DIRECTIONS ▸ Go through the following data and transcribe exactly the stretch of lines from the one holding "PR #2739, opened 2017-12-04" to the one holding "there is still", both included.
═════ MATERIAL PROVIDED ═════
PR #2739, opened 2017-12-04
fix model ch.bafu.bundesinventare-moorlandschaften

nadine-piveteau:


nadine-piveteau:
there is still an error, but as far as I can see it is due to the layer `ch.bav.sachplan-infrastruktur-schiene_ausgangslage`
═════
═════ MATERIAL PROVIDED ═════
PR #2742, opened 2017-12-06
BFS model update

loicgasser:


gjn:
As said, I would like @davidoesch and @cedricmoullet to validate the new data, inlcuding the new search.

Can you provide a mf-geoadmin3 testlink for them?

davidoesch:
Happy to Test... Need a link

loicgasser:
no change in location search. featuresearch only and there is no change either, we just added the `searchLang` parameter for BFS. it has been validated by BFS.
═════
SOLUTION TO THIS EXERCISE ▸
PR #2739, opened 2017-12-04
fix model ch.bafu.bundesinventare-moorlandschaften

nadine-piveteau:


nadine-piveteau:
there is still an error, but as far as I can see it is due to the layer `ch.bav.sachplan-infrastruktur-schiene_ausgangslage`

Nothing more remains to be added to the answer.